Go over the entries and report the lines where the word "Grudge" occurs.

╭─ RECORDS

PR #716, opened 2018-08-16
Create a separate availability check for dmraid support

vojtechtrefny:
Libblockdev can now be build without dmraid support so we need
a separate check for dmraid and 'other' dm devices support.

Resolves: rhbz#1617958

### DIFF
--- a/blivet/tasks/availability.py
+++ b/blivet/tasks/availability.py
@@ -331,9 +331,13 @@ BLOCKDEV_DM_ALL_MODES = (blockdev.DMTechMode.CREATE_ACTIVATE |
                          blockdev.DMTechMode.QUERY)
 BLOCKDEV_DM = BlockDevTechInfo(plugin_name="dm",
                                check_fn=blockdev.dm_is_tech_avail,
-                               technologies={blockdev.DMTech.MAP: BLOCKDEV_DM_ALL_MODES,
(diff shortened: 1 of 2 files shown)


blivet/tasks/availability.py
```diff
@@ -399,6 +403,7 @@ def available_resource(name):
 BLOCKDEV_BTRFS_PLUGIN = blockdev_plugin("btrfs", BLOCKDEV_BTRFS_TECH)
 BLOCKDEV_CRYPTO_PLUGIN = blockdev_plugin("crypto", BLOCKDEV_CRYPTO_TECH)
 BLOCKDEV_DM_PLUGIN = blockdev_plugin("dm", BLOCKDEV_DM_TECH)
+BLOCKDEV_DM_PLUGIN_RAID = blockdev_plugin("dm", BLOCKDEV_DM_TECH_RAID)
```
dwlehman: It would be a bit clearer if you named it `BLOCKDEV_DM_RAID_PLUGIN` instead.

dwlehman: But I guess I understand if you don't want to imply that there is a separate plugin for dmraid, since there isn't.

vojtechtrefny: It's just a part of the dm plugin, so I think it makes more sense to name it `BLOCKDEV_DM_PLUGIN_RAID`

PR #6554, opened 2020-04-10
Allow ROs to set what rank can edit /roomevents

mia-pi-git:
as per this approved suggestion https://www.smogon.com/forums/threads/change-events-permission-to-driver.3660370/
I thought there was probably a reason it was set for mods already, so i just figured i'd go for the second option and let ROs choose.  i also heard from some ROs it'd be preferred to let them choose.

### DIFF
--- a/data/formats-data.ts
+++ b/data/formats-data.ts
@@ -7,6 +7,7 @@ export const BattleFormatsData: {[k: string]: SpeciesFormatsData} = {
 	},
 	venusaur: {
 		randomBattleMoves: ["gigadrain", "leechseed", "sleeppowder", "sludgebomb", "substitute"],
+		randomBattleLevel: 82,
 		randomDoubleBattleMoves: ["earthpower", "gigadrain", "leechseed", "protect", "sleeppowder", "sludgebomb"],
 		tier: "UUBL",
 		doublesTier: "DOU",
@@ -23,6 +24,7 @@ export const BattleFormatsData: {[k: string]: SpeciesFormatsData} = {
 	},
 	charizard: {
 		randomBattleMoves: ["airslash", "earthquake", "fireblast", "focusblast", "roost"],
+		randomBattleLevel: 84,
 		randomDoubleBattleMoves: ["airslash", "dragonpulse", "heatwave", "overheat", "protect", "tailwind"],
 		tier: "RU",
 		doublesTier: "DOU",
@@ -48,6 +50,7 @@ export const BattleFormatsData: {[k: string]: SpeciesFormatsData} = {
 	},
 	blastoise: {
 		randomBattleMoves: ["earthquake", "hydropump", "icebeam", "rapidspin", "scald", "shellsmash"],
+		randomBattleLevel: 82,
 		randomDoubleBattleMoves: ["fakeout", "followme", "icywind", "lifedew", "muddywater", "protect", "scald"],
 		tier: "UU",
 		doublesTier: "DOU",
@@ -64,12 +67,14 @@ export const BattleFormatsData: {[k: string]: SpeciesFormatsData} = {
 	},
 	butterfree: {
 		randomBattleMoves: ["energyball", "hurricane", "quiverdance", "sleeppowder"],
+		randomBattleLevel: 86,
 		randomDoubleBattleMoves: ["hurricane", "pollenpuff", "protect", "quiverdance", "ragepowder", "sleeppowder", "tailwind"],
 		tier: "NU",
 		doublesTier: "(DUU)",
 	},
 	butterfreegmax: {
 		randomBattleMoves: ["airslash", "bugbuzz", "quiverdance", "sleeppowder"],
+		randomBattleLevel: 86,
 		randomDoubleBattleMoves: ["hurricane", "pollenpuff", "protect", "quiverdance", "ragepowder", "sleeppowder", "tailwind"],
 		tier: "(Uber)",
 		doublesTier: "(DUber)",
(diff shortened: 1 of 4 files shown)


server/chat-plugins/room-events.ts
```diff
@@ -47,7 +47,13 @@ export const commands: ChatCommands = {
 		edit: 'add',
 		add(target, room, user) {
 			if (!room.chatRoomData) return this.errorReply("This command is unavailable in temporary rooms.");
-			if (!this.can('ban', null, room)) return false;
+			if (room.eventsRank === '%') {
+				if (!this.can('mute', null, room)) return false;
+			} else if (room.eventsRank === '@') {
+				if (!this.can('ban', null, room)) return false;
+			} else if (room.eventsRank === '#') {
+				if (!this.can('declare')) return false;
```
whalemer, line 55: This probably shouldn't be global.

server/chat-plugins/room-events.ts
```diff
@@ -222,6 +245,22 @@ export const commands: ChatCommands = {
...
+			if (!this.can('gamemanagement')) return false;
+			const ranks = ['%', '@', '#'];
+			const rank = target as GroupSymbol;
+			if (!ranks.includes(target)) {
+				return this.errorReply(`Invalid rank for this setting. Valid options are [%|@|#].`);
+			}
+			if (room.eventsRank === rank) return this.errorReply(`Events management is already set to ${rank}.`);
+			if (room.eventsRank !== rank && rank) {
+				room.eventsRank = rank;
+				room.chatRoomData!.eventsRank = rank;
```
whalemer, line 258: this assert isn't right, using this in a groupchat will probably crash

server/chat-plugins/room-events.ts
```diff
@@ -52,7 +52,7 @@ export const commands: ChatCommands = {
 			} else if (room.eventsRank === '@') {
 				if (!this.can('ban', null, room)) return false;
 			} else if (room.eventsRank === '#') {
-				if (!this.can('declare')) return false;
+				if (!this.can('gamemanagement')) return false;
```
whalemer, line 55: again, why is this global?

whalemer: also did you mean to change it in the other places?

server/chat-plugins/room-events.ts
mia-pi-git: does crash, resolved by blocking it in groupchats

server/chat-plugins/room-events.ts
mia-pi-git: yes, I did.  Dumb mistake.

Slayer95:
You may leverage ``User#authAtLeast(group, room)``

server/chat-plugins/room-events.ts
```diff
@@ -47,7 +47,7 @@ export const commands: ChatCommands = {
 		edit: 'add',
 		add(target, room, user) {
 			if (!room.chatRoomData) return this.errorReply("This command is unavailable in temporary rooms.");
-			if (!this.can('ban', null, room)) return false;
+			if (!user.authAtLeast(room.eventsRank, room)) return false;
```
whalemer, line 50: this probably shouldn't fail silently.

mia-pi-git: I have no idea why this is failing silently. It executes a proper fail when i give it something like 
> if (!user.authAtLeast(room.eventsRank)) {
				return this.errorReply(`Must be rank ${room.eventsRank} or higher to use this command.`);
			}

whalemer: Yes, that's what I'm saying it should be. It's failing silently because `authAtLeast` doesn't send any kind of message on failure, unlike `can`

server/chat-plugins/room-events.ts
```diff
@@ -222,6 +221,25 @@ export const commands: ChatCommands = {
...
 			return this.sendReply(resultString);
 		},
+		enable(target, room, user, cmd) {
+			if (!this.can('gamemanagement')) return false;
+			const ranks = ['%', '@', '#'];
+			const rank = target as GroupSymbol;
+			if (!ranks.includes(target)) {
+				return this.errorReply(`Invalid rank for this setting. Valid options are [%|@|#].`);
+			}
+			if (!room.chatRoomData || room.title.includes('-')) {
```
whalemer, line 231: The `title` check doesn't really achieve anything useful, if anything you'd want a `roomid` check but even that's unnecessary when you have the `chatRoomData` check.

server/chat-plugins/room-events.ts
```diff
@@ -47,7 +47,9 @@ export const commands: ChatCommands = {
 		edit: 'add',
 		add(target, room, user) {
 			if (!room.chatRoomData) return this.errorReply("This command is unavailable in temporary rooms.");
-			if (!this.can('ban', null, room)) return false;
+			if (!user.authAtLeast(room.eventsRank)) {
```
whalemer, line 50: also, you need to pass the room here, otherwise it'll default to global auth.

server/chat-plugins/room-events.ts
```diff
@@ -222,6 +229,25 @@ export const commands: ChatCommands = {
 			this.modlog('ROOMEVENT', null, resultString);
 			return this.sendReply(resultString);
 		},
+		enable(target, room, user, cmd) {
+			if (!this.can('gamemanagement')) return false;
```
whalemer, line 233: again, why are you not passing a room to this? this currently requires global auth.

whalemer:
hyper nitpick - using the command without an argument should probably show you the current setting, a la mochcat.

server/chat-plugins/room-events.ts
mia-pi-git: dense mistake

Zarel:
idk if I like that much configuration? As long as the changes are in the modlog/roomlog, a driver messing things up can be fixed, anyway.

Zarel:
There was some discussion amongst the staff about this PR.

My position is that I think I might be fine with, like, an overarching "per-room configurable permissions" system, but I definitely don't want to merge this much code every time someone wants to configure every command's permissions.

This, on top of "I don't actually see a problem with just lowering the permissions for `/roomevents` to Driver for everyone", means that I will not be accepting this PR at this time. I'll leave this open for a few days, in case someone wants to convince me otherwise.

mia-pi-git:
Ugh. I suck at git terminal. Please ignore this.

PR #6557, opened 2020-04-10
Moxie and Beast Boost should have one combined boost for all fainted Pokémon.

urkerab:
In addition, they should not activate for a spread move that ends the game.
(This contrasts with Soul-Heart, which will activate until the last target.)

This behaviour is on one of @DaWoblefet's lists somewhere.

(Given my recent luck, this is probably not the best way to implement this.)

### DIFF
--- a/data/abilities.ts
+++ b/data/abilities.ts
@@ -264,7 +264,7 @@ export const BattleAbilities: {[abilityid: string]: AbilityData} = {
 	battlebond: {
 		desc: "If this Pokemon is a Greninja, it transforms into Ash-Greninja after knocking out a Pokemon. As Ash-Greninja, its Water Shuriken has 20 base power and always hits 3 times.",
 		shortDesc: "After KOing a Pokemon: becomes Ash-Greninja, Water Shuriken: 20 power, hits 3x.",
-		onSourceFaint(target, source, effect) {
+		onSourceAfterFaint(length, target, source, effect) {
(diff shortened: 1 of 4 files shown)


DaWoblefet:
Verifying that tests look good!

Zarel:
Is `onFaint` used for anything after this, or should it be removed?

Zarel:
@urkerab bump?

urkerab:
Variations of `onFaint` are used by Battle Bond, Destiny Bond, Grudge, Power of Alchemy, Receiver, Sky Drop, and Soul-Heart.

It's also used to provide the faint messages for Super Staff Bros Brawl.

And it turns out that SSBB also has a "Beast Boost 2" Ability. Should I update that as well?

Zarel:
Can/should those also be moved to `onAfterFaint`?

urkerab:
Destiny Bond, Grudge, Power of Alchemy, Receiver and Sky Drop need to know the victim, so they can only use `onFaint`.

Soul-Heart definitely activates as each victim faints, so it also should keep using `onFaint`.

I don't know the exact mechanics of Battle Bond so I've asked the research team for clarification.

urkerab:
Battle Bond should activate at the same time Moxie and Beast Boost would, so I should fix that too.

Zarel:
Neat, thanks!

PR #6563, opened 2020-04-12
Fix Minior-Meteor forme not being allowed in Gen 7

scheibo:


Zarel:
I would much rather fix this in the engine, but I'll need some time to investigate what exactly is going wrong in the engine.

Zarel:
I'd merge-now-fix-later, but it doesn't seem like this is causing any problems at the moment (the only thing I think this affects is Minior-Meteor in Gen 7 Hackmons which isn't a thing anyone actually uses).

TheImmortal:
All the other formes do this, or similar, so not merging it doesn’t make much sense.

PR #6565, opened 2020-04-12
Fix residual order for G-Max Volcalith / Wildfire

DaWoblefet:
Currently, G-Max Volcalith / G-Max Wildfire / Sea of Fire do not have a proper residual order variable, so it runs _after_ the end-of-turn effects which I am sick of dealing with in VGC haha. This fix isn't perfect, though. Sea of Fire / G-Max Volcalith / G-Max Wildfire all definitely have a onResidualOrder of 5 and a suborder of 1, but that suborder of 1 is queue-based; it happens in whatever order the effects were set. So currently, if two of these 3 effects are active, it will be random which one happens first, which can matter but is more niche. My hacky solution is to set the G-Max moves to be suborder 1.1, and then write a skipped test for it, except there's _another_ mechanics bug that doesn't let healing Berries activate in between Sea of Fire and G-Max Volcalith, so my test is passing when it shouldn't be so yeah. I can adjust that however we want to do it. I'll see if I can think of a better test in the meantime.

### DIFF
--- a/test/sim/moves/gmaxvolcalith.js
+++ b/test/sim/moves/gmaxvolcalith.js
@@ -40,4 +40,34 @@ describe('G-Max Volcalith', function () {
 		battle.makeChoices('move sleeptalk, move sleeptalk', 'move sleeptalk, move sleeptalk');
 		assert.strictEqual(battle.p2.active[0].hp, battle.p2.active[0].maxhp - (Math.floor(battle.p2.active[0].maxhp / 6) * 4));
 	});
+
+	it.skip('should deal damage alongside Sea of Fire or G-Max Wildfire in the order those field effects were set', function () {
+		battle = common.createBattle({gameType: 'doubles'});
+		battle.setPlayer('p1', {team: [
+			{species: 'Coalossal-Gmax', item: 'Eject Button', moves: ['rockthrow', 'sleeptalk']},
+			{species: 'Charmander', moves: ['firepledge', 'sleeptalk']},
+			{species: 'Wynaut', level: 72, moves: ['grasspledge', 'nightshade', 'sleeptalk']},
+		]});
+		battle.setPlayer('p2', {team: [
+			{species: 'Roggenrola', ability: 'Receiver', item: 'Focus Sash', level: 1, moves: ['sleeptalk', 'tackle']},
+			{species: 'Boldore', ability: 'Receiver', item: 'Sitrus Berry', evs: {hp: 28}, moves: ['sleeptalk']},
+			{species: 'Torracat', ability: 'Cheek Pouch', item: 'Focus Sash', level: 1, moves: ['sleeptalk']},
+		]});
+		//Set up Volcalith first, then Sea of Fire
+		battle.makeChoices('move rockthrow 1 dynamax, move sleeptalk', 'move tackle 1, move sleeptalk');
+		battle.makeChoices('switch 3');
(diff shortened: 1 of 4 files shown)


test/sim/moves/gmaxvolcalith.js
```diff
@@ -40,4 +40,34 @@ describe('G-Max Volcalith', function () {
...
+		battle.makeChoices('switch 3');
+		battle.makeChoices('move grasspledge 1, move firepledge 1', 'move sleeptalk, move sleeptalk');
+		battle.makeChoices('', 'switch 3');
+
+		//Bring Cheek Pouch down to Sash so it will faint and set Receiver's HP to exactly 5/8 of max
+		battle.makeChoices('move nightshade 2, move firepledge 1', 'move sleeptalk, move sleeptalk');
+		let expectedHP = battle.p2.active[1].maxhp;
+
+		/* TODO: this passes when it shouldn't because Sitrus Berry isn't triggering between Sea of Fire and G-Max Volcalith like it should;
+		 * Sitrus Berry should be able to activate in between those damaging effects. */
```
Zarel, line 67: So does this mean you want more time to work on this, or are you okay committing as-is?

test/sim/moves/gmaxvolcalith.js
```diff
@@ -40,4 +40,34 @@ describe('G-Max Volcalith', function () {
...
+			{species: 'Coalossal-Gmax', item: 'Eject Button', moves: ['rockthrow', 'sleeptalk']},
+			{species: 'Charmander', moves: ['firepledge', 'sleeptalk']},
+			{species: 'Wynaut', level: 72, moves: ['grasspledge', 'nightshade', 'sleeptalk']},
+		]});
+		battle.setPlayer('p2', {team: [
+			{species: 'Roggenrola', ability: 'Receiver', item: 'Focus Sash', level: 1, moves: ['sleeptalk', 'tackle']},
+			{species: 'Boldore', ability: 'Receiver', item: 'Sitrus Berry', evs: {hp: 28}, moves: ['sleeptalk']},
+			{species: 'Torracat', ability: 'Cheek Pouch', item: 'Focus Sash', level: 1, moves: ['sleeptalk']},
+		]});
+		//Set up Volcalith first, then Sea of Fire
```
Zarel, line 56:
```suggestion
		// Set up Volcalith first, then Sea of Fire
```

PS convention is to have spaces after `//`, if you could also make those changes to the other places.

test/sim/moves/gmaxvolcalith.js
DaWoblefet: I just thought of a better test that gets around the issue. I'll toss it up in a bit.

DaWoblefet: Never mind, my other test doesn't function how I thought it would in-game.

DaWoblefet: Ok, came up with a new test that works much better!

DaWoblefet:
The new test is much better, as it actually fails instead of being a false positive! The new test sets Volcalith, then Sea of Fire, and checks whether or not a Golisopod takes only Volcalith damage. Currently on sim, Emergency Exit is bugged not to switch out at all there in this situation, so it's kind of two bugs in one. But since Sitrus Berry can't trigger in between Volcalith and Sea of Fire, I can't do my original elaborate test of Receiver Cheek Pouch + Sitrus Berry. Should be ready to go once Marty or whomever says the mechanics are good for onResidual.

Marty-D:
Looks good to me, nice work! 👍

╰─

**RESULT:**
Variations of `onFaint` are used by Battle Bond, Destiny Bond, Grudge, Power of Alchemy, Receiver, Sky Drop, and Soul-Heart.
Destiny Bond, Grudge, Power of Alchemy, Receiver and Sky Drop need to know the victim, so they can only use `onFaint`.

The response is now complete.